Apocalypse Cognitive

Aujourd’hui j’aimerai vous parler du nouvel essai du sociologue Gérald Bronner intitulé : « Apocalypse Cognitive ». Si les pages de ce livre sont aussi passionnantes que déroutantes c’est parce qu’elles offrent un point de vue intelligent, éclairé et extrêmement bien argumenté sur la bataille de l’attention dans une situation de dérégulation du « marché cognitif »., que l’on peut également nommer « marché des idées ».

En effet, jamais dans l’histoire, l’humanité n’a disposé d’un tel capital de liberté attentionnelle. Les progrès technologiques, scientifiques et sociaux ont largement contribué à acquitter une partie de l’humanité de la nécessité de survivre et de tâches chronophages. Pour exemple, on travaillait en moyenne deux fois plus au début du XIX siècle en France et le travail représente 11% du temps éveillé sur toute une vie contre 48% en 1800.

L’homme moderne s’est donc peu à peu affranchi des contraintes qui le rendaient peu disponible à l’usage de certaines de ses « fonctions cognitives supérieures« . Certains en ont rêvé, mais avaient-ils vu que ce rêve pourrait se transformer en cauchemar… Nous libérant de tout ce qui peut être traité par un algorithme, peut-être est-ce l’occasion d’être plus humains? Mais est-ce vraiment une « bonne » chose ?

Les « problèmes » que posent la modernité à notre trésor attentionnel.

Cette augmentation historique de notre capital d’attention nous contraint à répondre à une question lancinante : vers quoi allons-nous tourner notre regard ?

Cette libération est la condition nécessaire au progrès humain, que l’auteur considère comme « le plus beau de tous les trésors« , mais celui-ci peut facilement être détourné et même pillé de mille façons.

L’insomnie étend son empire sur nous tous, et surtout chez les plus jeunes, alors que ce temps physiologique est particulièrement important pour la construction de leur cerveau.La faute aux écrans qui tiennent les jeunes éveillés au-delà du raisonnable.Les individus sont sur le qui-vive tels des “dormeurs sentinelles”, habités du sentiment qu’ils pourraient manquer quelque chose.Chez les adolescents ces instruments sont en plus des éléments importants de l’identité sociale, être absent des réseaux peut se payer au prix fort en terme de “popularité”, indice qui est devenu la valeur cardinale de certains.

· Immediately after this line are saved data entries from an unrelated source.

PR #766, opened 2023-05-07
solution

YBM3:
[DEMO LINK](https://YBM3.github.io/react_keyboard/)

### DIFF
--- a/src/App.tsx
+++ b/src/App.tsx
@@ -1,7 +1,39 @@
 import React from 'react';
 
-export const App: React.FC = () => (
-  <div className="App">
-    <p className="App__message">The last pressed key is [Enter]</p>
-  </div>
-);
+interface State {
+  message: string | null;
+}
+
+export class App extends React.Component<{}, State> {
+  state: State = {
+    message: '',
+  };
+
+  componentDidMount() {
+    document.addEventListener('keypress', this.handleButtonPress);
+  }
+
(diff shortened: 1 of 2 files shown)


src/App.tsx
```diff
@@ -1,7 +1,39 @@
 import React from 'react';
 
-export const App: React.FC = () => (
-  <div className="App">
-    <p className="App__message">The last pressed key is [Enter]</p>
-  </div>
-);
+interface State {
+  message: string | null;
```
bjeziorek, line 4: I'm not sure if message is right name for this, maybe something like pressedKey would be better :).

bjeziorek (approved):
In general code is fine. Just consider changing state name.

d-wasilewski (changes requested):
Fix the tests

src/App.tsx
```diff
@@ -1,7 +1,39 @@
...
-  <div className="App">
-    <p className="App__message">The last pressed key is [Enter]</p>
-  </div>
-);
+interface AppState {
+  pressedKey: string | null;
+}
+
+export class App extends Component<{}, AppState> {
+  state: Readonly<AppState> = {
```
d-wasilewski, line 8: TS will infer it from initial object
```suggestion
  state = {
```

d-wasilewski (approved):

PR #767, opened 2023-05-07
commit message

EvgenyNikitinEvgeny:
https://EvgenyNikitinEvgeny.github.io/react_keyboard/


src/App.tsx
```diff
@@ -1,7 +1,30 @@
-import React from 'react';
+import { Component } from 'react';
 
-export const App: React.FC = () => (
-  <div className="App">
-    <p className="App__message">The last pressed key is [Enter]</p>
-  </div>
-);
+type Message = {
```
SanyaBratashchuk, line 3:
```suggestion
type State = {
```

src/App.tsx
```diff
@@ -1,7 +1,30 @@
...
+  message: string,
+};
+
+export class App extends Component<{}, Message> {
+  state = {
+    message: 'Nothing was pressed yet',
+  };
```
SanyaBratashchuk, line 10:
```suggestion
  state = {
    message: null,
  };
```
It is more flexible

SanyaBratashchuk (changes requested):

src/App.tsx
```diff
@@ -1,7 +1,32 @@
...
+    });
+  }
+
+  render() {
+    const { key } = this.state;
+
+    return (
+      <div className="App">
+        <p className="App__message">
+          {key === null ? 'nothing was pressed yet' : key }
```
DarkMistyRoom, line 27:
```suggestion
          {key === null ? 'Nothing was pressed yet' : key }
```

DarkMistyRoom: Please check the test results before sending the PR 
image

DarkMistyRoom (approved):
Good but try to pass all tests

PR #770, opened 2023-05-07
Solution

KielpinskiJ:
[DEMO LINK](https://KielpinskiJ.github.io/react_keyboard/)

### DIFF
--- a/src/App.tsx
+++ b/src/App.tsx
@@ -1,7 +1,33 @@
 import React from 'react';
 
-export const App: React.FC = () => (
-  <div className="App">
-    <p className="App__message">The last pressed key is [Enter]</p>
-  </div>
-);
+export class App extends React.Component {
+  state = {
+    pressedKey: null,
+  };
+
+  componentDidMount(): void {
+    document.addEventListener('keyup', this.handleKeyUp);
+  }
+
+  componentWillUnmount(): void {
+    document.removeEventListener('keyup', this.handleKeyUp);
+  }
+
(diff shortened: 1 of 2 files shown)


src/App.tsx
```diff
@@ -1,7 +1,33 @@
 import React from 'react';
 
-export const App: React.FC = () => (
-  <div className="App">
-    <p className="App__message">The last pressed key is [Enter]</p>
-  </div>
-);
+export class App extends React.Component {
```
d-wasilewski, line 3: use TS to type the state
`export class App extends React.Component<{}, State> {`

d-wasilewski (changes requested):

src/App.tsx
```diff
@@ -1,7 +1,13 @@
...
-export class App extends React.Component {
-  state = {
+type Props = {};
+
+interface State {
+  pressedKey: string | null;
+}
+
+export class App extends React.Component<Props, State> {
+  state: Readonly<State> = {
```
d-wasilewski, line 10: TS will infer it here from initial object, you can safely go with `state = {`

d-wasilewski (changes requested):

src/App.tsx
KielpinskiJ: I think Volodymyr told us to use `state: Readonly<State> = {}` because it provides a higher level of safety than just `state = {}`.

d-wasilewski: Yes, my bad here

d-wasilewski (approved):

PR #771, opened 2023-05-07
Solution

SuaBy514:
[DEMO LINK](https://suaby514.github.io/react_keyboard/)

### DIFF
--- a/src/App.tsx
+++ b/src/App.tsx
@@ -1,7 +1,37 @@
 import React from 'react';
 
-export const App: React.FC = () => (
-  <div className="App">
-    <p className="App__message">The last pressed key is [Enter]</p>
-  </div>
-);
+interface State {
+  key: string | null,
+}
+
+export class App extends React.Component<{}, State> {
+  state = {
+    key: null,
+  };
+
+  componentDidMount(): void {
+    document.addEventListener('keyup', this.handleKeyPress);
+  }
+
+  handleKeyPress = (event: KeyboardEvent) => {
+    this.setState({ key: event.key });
+  };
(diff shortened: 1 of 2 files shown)


src/App.tsx
```diff
@@ -1,7 +1,37 @@
...
-    <p className="App__message">The last pressed key is [Enter]</p>
-  </div>
-);
+interface State {
+  key: string | null,
+}
+
+export class App extends React.Component<{}, State> {
+  state = {
+    key: null,
```
d-wasilewski, line 9: > Make the App a class component with pressedKey in the state.
```suggestion
    pressedKey: null,
```

src/App.tsx
```diff
@@ -1,7 +1,37 @@
...
+    document.addEventListener('keyup', this.handleKeyPress);
+  }
+
+  handleKeyPress = (event: KeyboardEvent) => {
+    this.setState({ key: event.key });
+  };
+
+  componentDidUnmount(): void {
+    document.removeEventListener('keyup', this.handleKeyPress);
+  }
```
d-wasilewski, line 22: Try to organize similar things
```suggestion
componentDidUnmount(): void {
    document.removeEventListener('keyup', this.handleKeyPress);
  }

  handleKeyPress = (event: KeyboardEvent) => {
    this.setState({ key: event.key });
  };
```

d-wasilewski (changes requested):

src/App.tsx
SuaBy514: Works with componentWillUnmount though

PR #777, opened 2023-05-09
add solution

PufAnimalsDev:
[DEMO LINK](https://pufanimalsdev.github.io/react_keyboard/)

### DIFF
--- a/src/App.tsx
+++ b/src/App.tsx
@@ -1,7 +1,33 @@
-import React from 'react';
+import { Component } from 'react';
 
-export const App: React.FC = () => (
-  <div className="App">
-    <p className="App__message">The last pressed key is [Enter]</p>
-  </div>
-);
+interface State {
+  key: string;
+}
+
+export class App extends Component<{}, State> {
+  state: Readonly<State> = {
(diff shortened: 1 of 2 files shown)


src/App.tsx
```diff
@@ -1,7 +1,33 @@
...
-  <div className="App">
-    <p className="App__message">The last pressed key is [Enter]</p>
-  </div>
-);
+interface State {
+  key: string;
+}
+
+export class App extends Component<{}, State> {
+  state: Readonly<State> = {
```
d-wasilewski, line 8: TS will infer it from initial object, you can safely go with this
```suggestion
  state = {
```

d-wasilewski: also change `key` to `keyPressed` as per task description

src/App.tsx
```diff
@@ -1,7 +1,33 @@
...
+    key: 'Nothing was pressed yet',
```
d-wasilewski, line 9: well done with setting this as an initial value 🚀

d-wasilewski (approved):

PR #779, opened 2023-05-09
Solution

NadieinOleh:
https://NadieinOleh.github.io/react_keyboard/

### DIFF
--- a/src/App.tsx
+++ b/src/App.tsx
@@ -1,7 +1,8 @@
 import React from 'react';
+import { PressedKey } from './Components/PressedKey';
 
 export const App: React.FC = () => (
   <div className="App">
-    <p className="App__message">The last pressed key is [Enter]</p>
+    <PressedKey />
   </div>
 );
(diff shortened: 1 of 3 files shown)


src/Components/PressedKey.tsx
```diff
@@ -0,0 +1,39 @@
+import React from 'react';
+
+type State = {
+  key: string;
+};
+
+export class PressedKey extends React.Component<{}, State> {
+  state: Readonly<State> = {
+    key: '',
```
polosanya, line 9:
```suggestion
    pressedKey: '',
```
image

src/App.tsx
```diff
@@ -1,7 +1,8 @@
 import React from 'react';
+import { PressedKey } from './Components/PressedKey';
 
 export const App: React.FC = () => (
   <div className="App">
-    <p className="App__message">The last pressed key is [Enter]</p>
+    <PressedKey />
```
polosanya, line 6: There is no need to create a new component. You can store all logic in App.tsx according to the task description

polosanya (changes requested):
Almost done!

OleziO (approved):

Article associé : https://gammacoachinghypnose.com/les-ecrans-representent-ils-un-danger-pour-nos-enfants

Cela n’a rien de nouveau mais, longtemps, cette popularité était une notion assez floue, qui ne pouvait pas vraiment être mesurée objectivement. Aujourd’hui les nomenclatures de ces communautés sont objectivées par différentes mesures que sont les likes, partages, followers etc…Une enquête de 2016 révèle que nous consultons en moyenne plus de 221 fois notre smartphone par jour, soit une fois toutes les six minutes. L’empire des sollicitations cognitives s’est progressivement étendu, au point qu’on a créé un néologisme pour désigner cette peur de rater quelque chose : la Fomo (fear of missing out). Les écrans sont en passe de devenir les principaux attracteurs de notre attention.

Si ces technologie étaient majoritairement utilisées de manière réfléchie et constructive, peut-être cela représenterai une activité intéressante en terme de progrès, néanmoins il n’en n’es rien. Les données que révèlent la « face obscure » de l’humanité. C’est l’apocalypse, « l’apocalypse cognitive ». Il ne s’agit pas tant d’une catastrophe, mais plutôt d’une révélation.

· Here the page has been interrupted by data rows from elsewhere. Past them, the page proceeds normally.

PR #794, opened 2023-05-20
all tests good

Mikhaylo-Orlov:
[DEMO LINK](https://Mikhaylo-Orlov.github.io/react_keyboard/)


src/App.tsx
```diff
@@ -1,7 +1,33 @@
-import React from 'react';
+import { Component } from 'react';
 
-export const App: React.FC = () => (
-  <div className="App">
-    <p className="App__message">The last pressed key is [Enter]</p>
-  </div>
-);
+export class App extends Component {
```
TarasHoliuk, line 3: do not overwrite it using the class component - functional components are much more relevant. Solve your tasks with FC.

TarasHoliuk (changes requested):

PR #799, opened 2023-05-26
done

generatedman:
[DEMO LINK](https://generatedman.github.io/react_keyboard/)

### DIFF
--- a/src/App.tsx
+++ b/src/App.tsx
@@ -1,7 +1,31 @@
 import React from 'react';
 
-export const App: React.FC = () => (
-  <div className="App">
-    <p className="App__message">The last pressed key is [Enter]</p>
-  </div>
-);
+export class App extends React.Component {
+  state = {
+    key: '',
+  };
+
+  componentDidMount() {
+    document.addEventListener('keyup', (event: KeyboardEvent) => {
+      this.setState({ key: event.key });
+    });
+  }
+
+  componentWillUnmount() {
+    document.removeEventListener('keyup', (event: KeyboardEvent) => {
+      this.setState({ key: event.key });
+    });
+  }
+
+  render() {
+    return (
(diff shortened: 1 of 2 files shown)


DidenkoDenis306 (changes requested):
It would be cool to use typescipt in this task)))

src/App.tsx
```diff
@@ -1,7 +1,31 @@
...
-    <p className="App__message">The last pressed key is [Enter]</p>
-  </div>
-);
+export class App extends React.Component {
+  state = {
+    key: '',
+  };
+
+  componentDidMount() {
+    document.addEventListener('keyup', (event: KeyboardEvent) => {
```
DidenkoDenis306, line 9: Handle callbacks to separate function inside you component.

src/App.tsx
```diff
@@ -1,7 +1,31 @@
...
+      this.setState({ key: event.key });
+    });
+  }
+
+  componentWillUnmount() {
+    document.removeEventListener('keyup', (event: KeyboardEvent) => {
```
DidenkoDenis306, line 15: Same here

DidenkoDenis306 (changes requested):

DidenkoDenis306 (changes requested):
Good job, a few moments to fix

src/App.tsx
```diff
@@ -1,7 +1,31 @@
...
+      this.setState({ key: event.key });
+    });
+  }
+
+  render() {
+    return (
+      <div className="App">
+        <p className="App__message">
+          {this.state.key === ''
```
33Orange, line 24: What would be if `key === undefine | null` ? Change condition

```suggestion
          {this.state.key
```

33Orange (approved):
Well done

L’auteur se réfère au sens du mot latin «apocalypsis», emprunté lui-même au grec, et signifiant «action de découvrir». L’apocalypse cognitive, c’est alors ce que les big data révèlent de nous-même: notre immense propension à la peur, au conflit et à la sexualité. Le sociologue s’amuse par avance de l’interprétation galvaudée qui pourrait être diffusée sur le contenu de son ouvrage, montrant ainsi que les critiques, souvent (59% selon une étude) ne lisent que les titres et non le contenu.

Ce livre n’a rien à voir avec une prédiction de fin des temps, mais est seulement une anthropologie non-naïve, sur les biais attentionnels de notre cerveau.

Ces «invariants cognitifs» ne sont pas des maux en soi, le fait que notre cerveau soit attentif à toutes informations égocentrées, agonistiques, liées à la sexualité ou à la peur, dessine la silhouette d’un homo sapiens bien réel et naturel. Néanmoins lorsqu’ils sont confrontés au monde numérique et à une libéralisation du marché de l’information, ils risquent de nous plonger dans une situation pour le moins indésirable: un affaissement de notre civilisation.

Par exemple, il n’y a pas si longtemps, ceux qui se saisissent des scandales de façon publique étaient les éditorialistes, voire les universitaires. Le plus souvent, ces acteurs prenaient le temps d’exposer la complexité d’une situation sans nécessairement en réduire la portée scandaleuse. Plusieurs études montrent que, désormais, ce sont les réseaux sociaux qui se chargent de rendre virales la colère et l’indignation. Comme l’écrit Molly Crockett, une psychologue de l’université Yale qui a conduit une étude publiée dans Nature à ce sujet, « l’indignation est un feu et les réseaux sociaux sont comme de l’essence. »

Nous vivons dans un monde où le relativisme semble triompher. Tout se vaut : la parole d’un professeur d’université et celle d’un citoyen lambda posant une opinion sans la moindre recherche. C’est ainsi que l’on ne cesse de voir opposer le prétendu « bon sens » au cynisme ou à la « manipulation » des experts. De plus, comme il se passe toujours quelque chose qui mérite notre désapprobation et que les conditions actuelles du marché cognitif nous le font voir, nous sommes en rage sans discontinuer et avons l’impression de vivre dans un monde épouvantable.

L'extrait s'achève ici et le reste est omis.